Taylor Swift On Writing Songs About Boyfriends & Muses

Photo: LISA O'CONNOR/AFP/Getty Images.
Taylor Swift has emerged! Well, sort of. The press-shy pop star interviewed Beatles muse Pattie Boyd for a profile in Harper's Bazaar. Boyd wrote a memoir titled Wonderful Tonight about the way she inspired and interacted with music in the '60s and '70s. (A British supermodel, she first married George Harrison, and later married Eric Clapton.) The Eric Clapton song "Wonderful Tonight" is about Boyd. It's not clear why Boyd emerged for this interview, but it is clear that Swift is obsessed with her. Swift just hears "Wonderful Tonight," and she's ready to gush.
She's surprisingly forthcoming with Boyd. Remember: This is a girl who, on her most recent album, said "There will be no further explanation. There will be just reputation." But Boyd is a muse, and Swift bases her songs on famous muses like Harry Styles. They have a lot to discuss.
"You must be inspired by a few moments or something, the way your boyfriend turns or says something to you or a little bit of a smile," Boyd asks Swift. "Can you write it the moment it’s happening?"
Swift replies, "There are definitely moments when it’s like this cloud of an idea comes and just lands in front of your face, and you reach up and grab it...there are mystical, magical moments, inexplicable moments when an idea that is fully formed just pops into your head. And that’s the purest part of my job." She doesn't elaborate on who exactly inspires her, but reports from late last year suggest she gets inspiration from her current boyfriend, Joe Alwyn. Rumored past muses include but are not limited to: Harry Styles, Jake Gyllenhaal, John Mayer, Cory Monteith, Joe Jonas, and, very early on, Tim McGraw. This habit has made Swift the focus of a lot of negative media attention, so much so that she retreated, content to write poems and interview Pattie Boyd.

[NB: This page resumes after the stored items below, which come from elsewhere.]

PR #166, opened 2025-02-28
feat: Add `sample()` for DataFrame

etiennebacher:


R/dataframe-frame.R
```diff
@@ -1888,3 +1888,49 @@ dataframe__write_parquet <- function(
...
+  seed = NULL
+) {
+  wrap({
+    check_dots_empty0(...)
+    if (!is.null(fraction) && !is.null(n)) {
+      abort("cannot specify both `n` and `fraction`")
+    }
+    if (is.null(seed)) {
+      seed <- sample.int(10000, 1)
+    }
```
etiennebacher, line 1918: Unclear to me why the Rust part has `seed: Option<u64>` since we cannot missing `seed` but it is what it is.

R/dataframe-frame.R
```diff
@@ -1888,3 +1888,49 @@ dataframe__write_parquet <- function(
...
+      return(
+        self$`_df`$sample_frac(fraction$`_s`, with_replacement, shuffle, seed) |>
+          wrap()
+      )
+    }
+    if (is.null(n)) {
+      n <- 1
+    }
+    if (!is_polars_series(n)) {
+      n <- as_polars_series(n, "")
```
etiennebacher, line 1932: Not a typo, empty name

R/dataframe-frame.R
eitsupi: My guess is that it is because we want to control the value on the Rust side by the Seed setting on the bindings side?
I think we can confirm this behavior with a unit test.

etiennebacher: > we want to control the value on the Rust side by the Seed setting on the bindings side?

I don't understand what this means. My point was just that if on the binding side we replace NULL/None by a value, then `seed` should just be `u64` and not `Option<u64>` in Rust. But that's not very important, I've added a test that just checks there's no error when we let `seed = NULL`

eitsupi (approved):

PR #168, opened 2025-02-28
feat: Add `unstack()` for DataFrame

etiennebacher:


R/dataframe-frame.R
```diff
@@ -1888,3 +1888,103 @@ dataframe__write_parquet <- function(
...
+    how <- arg_match0(how, values = c("vertical", "horizontal"))
+    if (length(columns) > 0) {
+      if (is_polars_selector(columns)) {
+        df <- self$select(columns)
+      } else {
+        df <- self$select(!!!columns)
+      }
+    } else {
+      df <- self
+    }
```
etiennebacher, line 1933: I don't remember if we support selectors in dynamic dots or not. If so, `columns` can be replaced by those

R/dataframe-frame.R
```diff
@@ -1889,3 +1889,103 @@ dataframe__write_parquet <- function(
...
+  step,
+  how = c("vertical", "horizontal"),
+  columns = NULL,
+  fill_values = NULL
+) {
+  wrap({
+    check_dots_empty0(...)
+
+    how <- arg_match0(how, values = c("vertical", "horizontal"))
+    if (length(columns) > 0) {
```
eitsupi, line 1926: Don't you need to check the type before checking the length?

eitsupi (changes requested):

R/dataframe-frame.R
etiennebacher: Why? If `columns` doesn't contain anything we take the whole dataset. I could also use `if (is.null(columns))` but I think that's quite equivalent

eitsupi: Unexpected errors may occur because the type of `columns` has not been verified.

etiennebacher: I agree that should be checked in the if condition but there's no point in checking it before  since we don't know if `columns` contains something.

`columns` can take column names or column selectors, and I just noticed that `parse_into_list_of_expressions()` can take a list mixing those, so I propose we replace `columns` by `...` and we do the type checking before calling `parse_into_list_of_expressions()`. Do you agree?

R/dataframe-frame.R
```diff
@@ -2065,3 +2065,107 @@ dataframe__sample <- function(
...
+    dots <- list2(...)
+    if (length(dots) == 0) {
+      df <- self
+    } else {
+      for (i in seq_along(dots)) {
+        if (!is_string(dots[[i]]) && !is_polars_selector(dots[[i]]) && !is_polars_expr(dots[[i]])) {
+          abort("`...` only accepts column names or column selectors.")
+        }
+      }
+      df <- self$select(!!!dots)
```
etiennebacher, line 2113: `parse_into_list_of_expressions()` works on selectors, but then `!!!dots` would error. I think using `list2()` and checking in the loop that we have column names, selectors, or exprs is fine.

etiennebacher:
> I compared this to Python Polars and there is no guarantee that vectorization by `rep()` will work, so I think a type check of `fill_values` is needed.

Indeed it fails if `fill_values = pl$lit(0)` for instance, but I think the following fix should be enough:
```r
fill_values <- rep(list(fill_values), df$width)
```

eitsupi:
> Indeed it fails if `fill_values = pl$lit(0)` for instance, but I think the following fix should be enough:

If `fill_values` is atomic vector, doesn't that fit?

Since there does not appear to be a function for stretching atomic vectors and others in the same way, it would be better to stretch Series after confirming that the function to be added in #173 can be used to convert them to Seires.

etiennebacher:
> If fill_values is atomic vector, doesn't that fit?

I don't understand what this means.

>  I think we need an additional function for this and would like to add it in the main branch first.

I see that you added the function in main. I'd rather let you wrap up this PR since you already know what to do, but let me know if you're short on time and prefer that I do it.

R/dataframe-frame.R
```diff
@@ -2200,3 +2200,114 @@ dataframe__group_by_dynamic <- function(
...
+  wrap({
+    check_dots_unnamed()
+
+    is_named_list <- is.list(fill_values) &&
+      !is.null(names(fill_values)) &&
+      any(names(fill_values) != "")
+    is_scalar_or_expr <- length(fill_values) == 1 || is_polars_expr(fill_values)
+    if (!is.null(fill_values) && !is_named_list && !is_scalar_or_expr) {
+      abort("`fill_value` must be a scalar or a named list.")
+    }
```
etiennebacher, line 2243: I don't think we have a helper to check if input is a named list or a scalar (and I don't think it's worth doing one)

R/dataframe-frame.R
```diff
@@ -2200,3 +2200,114 @@ dataframe__group_by_dynamic <- function(
...
+
+    # We know whether unstacking will create empty cells, so we extend the
+    # data (and potentially fill missing values) before unstacking.
+    n_fill <- n_cols * n_rows - height
+    if (n_fill > 0) {
+      if (is.null(fill_values)) {
+        fill_values <- NA
+      }
+      if (!is.list(fill_values)) {
+        fill_values <- rep(list(fill_values), df$width)
```
etiennebacher, line 2274: I don't understand how the new `is_convertible_to_polars_series()` would help here (as mentioned in your previous comment)

R/dataframe-frame.R
```diff
@@ -2200,3 +2200,114 @@ dataframe__group_by_dynamic <- function(
...
+        names(fill_values) <- names(df)
```
etiennebacher, line 2275: This is to allow passing columns in `fill_values` in a different order than in `...`, e.g. `unstack("a", "b", step = 2, fill_values = list(b = 1, a = 2))`

etiennebacher (commented):
@eitsupi I've improved how `fill_values` is handled and I've added more tests for it.

eitsupi (approved):
@etiennebacher I rewrote some steps. Could you please check them?

etiennebacher:
Thanks for polishing it, looks good to me

PR #179, opened 2025-03-06
feat: Add `hash_rows()` for DataFrame

etiennebacher:


R/dataframe-frame.R
```diff
@@ -2200,3 +2200,37 @@ dataframe__group_by_dynamic <- function(
...
+  wrap({
+    check_number_whole(seed)
+    check_number_whole(seed_1, allow_null = TRUE)
+    check_number_whole(seed_2, allow_null = TRUE)
+    check_number_whole(seed_3, allow_null = TRUE)
+    seed_1 <- seed_1 %||% seed
+    seed_2 <- seed_2 %||% seed
+    seed_3 <- seed_3 %||% seed
+    self$`_df`$hash_rows(seed, seed_1, seed_2, seed_3) |>
+      .savvy_wrap_PlRSeries()
```
etiennebacher, line 2234: Internally, py-polars renames seeds to `k0`, `k1` etc. but I'd rather not do that here because if for some reason there's an error from Rust, the message would be confusing as it would mention `k0`, `k1`, etc.

src/rust/src/dataframe/general.rs
```diff
@@ -368,4 +368,25 @@ impl PlRDataFrame {
             .map_err(RPolarsErr::from)?
             .into())
     }
+
+    pub fn hash_rows(
+        &mut self,
+        seed: NumericScalar,
+        seed_1: NumericScalar,
+        seed_2: NumericScalar,
+        seed_3: NumericScalar,
```
etiennebacher, line 377: Ditto

src/rust/src/dataframe/general.rs
```diff
@@ -368,4 +368,25 @@ impl PlRDataFrame {
...
+    ) -> Result<Sexp> {
```
eitsupi, line 378: Did something like `Result<PlRSeries>` not work?

etiennebacher: I thought I had tried it but actually I could simplify, thanks.

eitsupi (approved):
Thanks!

PR #181, opened 2025-03-08
refactor: Reorganize files for input and output functions

### LINKED ISSUE #178: Reorganize I/O functions
Following https://github.com/eitsupi/neo-r-polars/pull/164#issuecomment-2700854483, here's what I have in mind:

```
input-csv-functions.R (contains read and scan functions)
input-ipc-functions.R
...

output-csv-functions.R (contains write and sink functions)
output-ipc-functions.R
...
```
(and same org for tests)

I'd rather not group input and output functions for a single format in the same file because I prefer having separate test files. There are a ton of arguments in each of those functions so mixing tests of input and output functions would make it messy IMO.

@eitsupi thoughts?

etiennebacher:
This PR just moves code around, it doesn't add functionalities or tests.

Close #178


eitsupi (approved):
Thanks!
(I just removed the rdname tags that were missed.)

PR #184, opened 2025-03-08
test: Set the `Config/testthat/start-first` field to improve performance of parallel test runs

eitsupi:


eitsupi:
In my 2-thread environment (default), I could see a shortening from 1m30s to about 1m20s (I decided to do this because `lazyframe-frame` was always the last one to finish).

PR #186, opened 2025-03-09
feat: Support exporting `nanoarrow_array_stream` via the Arrow C Stream interface

eitsupi:


R/series-s3-nanoarrow.R
```diff
@@ -0,0 +1,51 @@
...
+#' @rdname s3-as_nanoarrow_array_stream
+as_nanoarrow_array_stream.polars_series <- function(x, ..., schema = NULL) {
+  wrap({
+    pl_r_series <- if (!is.null(schema)) {
+      # Sinse polars does not support all Arrow types,
+      # we cannot fully control the output schema
+      # TODO: needs warnings? needs fallback to the default method (use `arrow` to cast)?
+      target_dtype <- nanoarrow::basic_array_stream(list(), schema) |>
+        infer_polars_dtype()
+      x$`_s`$cast(target_dtype$`_dt`, strict = TRUE)
```
eitsupi, line 42: @paleolimbot Sorry to bother you, but do you have any guidelines on what to do when `as_nanoarrow_array_stream()`'s S3 method support for the `schema` argument is halfway through?
In the current implementation, if a type not supported by Polars is specified, as shown below, it is half-heartedly ignored.

```r
as_polars_series(1:3) |>
  nanoarrow::as_nanoarrow_array_stream(
    schema = nanoarrow::na_string() # <- string is required here, but string_view is exported
  )
#> <nanoarrow_array_stream string_view>
#>  $ get_schema:function ()
#>  $ get_next  :function (schema = x$get_schema(), validate = TRUE)
#>  $ release   :function ()
```

Should we fall back to using the `arrow` package in such a case? (I would prefer not to rely on the `arrow` package if possible.)
Or do you think it is worth simply warning?

src/rust/src/series/export.rs
```diff
@@ -359,4 +360,20 @@ impl PlRSeries {
...
     }
+
+    // TODO: add `compat_level` argument
+    pub fn to_arrow_c_stream(&self, stream_ptr: Sexp) -> Result<()> {
+        let stream_ptr = unsafe {
+            ExternalPointerSexp::try_from(stream_ptr)?.cast_mut_unchecked::<ArrowArrayStream>()
+        };
+        let field = self.series.field().to_arrow(CompatLevel::newest());
+        let iter = Box::new(self.series.chunks().clone().into_iter().map(Ok));
+        let stream = export_iterator(iter, field);
```
eitsupi, line 371: Maybe something wrong (pola-rs/polars#21660)?

R/series-s3-nanoarrow.R
eitsupi: Continuing to #188

PR #347, opened 2022-01-18
Fixed bug with tag-raw not displaying leading spaces

### LINKED ISSUE #273: Tag-raw does not display leading spaces

Zabuzard:
### Overview

Implements and closes #273 . In a nutshell, the tag-raw command cant display leading zeroes, which is super annoying when working with code, for example:

Indents are missing

This is a Discord limitation/feature and cant easily be bypassed or turned off.

The PR fixes the issue by going away from sending escaped embeds and instead sending a plain attachment. Discord doesnt mess with the attachments, so the content is displayed plain as it is.

attachment

Which not only fixes the bug, but argueably also looks better.


Zabuzard:
@Tais993 I dont like the `event.reply("").addFile(...)`, a better way to add a file without that `reply("")` that I havent seen?

Tais993:
> @Tais993 I dont like the `event.reply("").addFile(...)`, a better way to add a file without that `reply("")` that I havent seen?

Unfortunately, there is not

Tais993 (approved):
iOS and Android do not have a preview for files, so they'll receive the raw file instead.
Since most (if not all) tags will be viewed, and edited on desktop this solution is fine to me.

Heatmanofurioso (approved):

PR #348, opened 2022-01-18
Add config template

### LINKED ISSUE #234: Add default `config.json` to git
Right now, users are expected to read our tutorial (Wiki) and copy the example `config.json` given there into their code base for the project to work.

This is easy to miss for users. And hard to maintain for us (it got outdated several times already).

Instead, the code should either generate it on-the-fly (using code or build scripts) or we simply add the `config.json` to **git**. This was not done originally, since local changes should not be tracked by git on user end - users should not push in changes to the file accidentally.

A solution to this might actually be:
https://stackoverflow.com/questions/9794931/keep-file-in-a-git-repo-but-dont-track-changes

Zabuzard:
### Overview

Closes #234. This adds a `config.json.template` file, containing reasonable default values and some placeholders for the configuration file of the bot.

This is a solution to the problem of maintaining the `config.json` that we all have to use in a transparent way without git-tracking the real `config.json` and accidentally commiting our real bot tokens when doing changes.

That approach seems to be the most idiomatic way currently used (see for example [https://stackoverflow.com/questions/9794931/keep-file-in-a-git-repo-but-dont-track-changes](https://stackoverflow.com/questions/9794931/keep-file-in-a-git-repo-but-dont-track-changes)).

This also gets rid of the problems we had with forgetting to maintain the default config in our Wiki (we can now simply refer to this template instead) and it eases the flow for people when rebasing `develop` when it introduces changes to the config.

### DIFF
--- a/application/config.json.template
+++ b/application/config.json.template
@@ -1,0 +1,19 @@
+{
+    "token": "<put_your_token_here>",
+    "databasePath": "local-database.db",
+    "projectWebsite": "https://github.com/Together-Java/TJ-Bot",
+    "discordGuildInvite": "https://discord.com/invite/XXFUXzK",
+    "modAuditLogChannelPattern": "mod_audit_log",
+    "mutedRolePattern": "Muted",
+    "heavyModerationRolePattern": "Moderator",
+    "softModerationRolePattern": "Moderator|Staff Assistant",
+    "tagManageRolePattern": "Moderator|Staff Assistant|Top Helpers .+",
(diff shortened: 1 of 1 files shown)


Tais993 (approved):
Looks wrapped up to me

https://user-images.githubusercontent.com/49957334/150323151-ad85a11e-6edc-491a-99b9-e081bfd6dbca.mp4

!

Heatmanofurioso (approved):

Later, Swift remarks somewhat tellingly, "It sounds like you take ownership of the past, and not just the good parts." Boyd, Swift notes, even published love notes from Clapton. Boyd is open about her history with fame's acid touch, the good parts and the bad. This isn't something Swift has done, at least as of yet. In 2016, following increasing media scrutiny and a dust-up with Kanye West, Swift withdrew from public life. She stopped posting on Instagram and declined media performances and interviews. When she returned, she claimed she was the "new Taylor." "New" Taylor was aware that Buzzfeed had written a thinkpiece about her enduring victimhood, but she didn't care. "New" Taylor seemed content to interact only with her most rabid fans. She didn't give interviews, but she lurked on Tumblr, a practice called "Taylurking." When British Vogue put her on its cover, she sent a poem instead of giving an interview. When TIME selected her as a silence-breaker, she gave a brief interview about her harassment case and nothing more.
Her interview in Harper's Bazaar, Boyd-focused as it is, appears to be the first reconciliation of Old Taylor (who's dead, per Tiffany Haddish) and New Taylor. By glancing at another woman's epic interactions with fame — Boyd was once harassed by Beatles fans in an alley — Swift is reckoning with her own.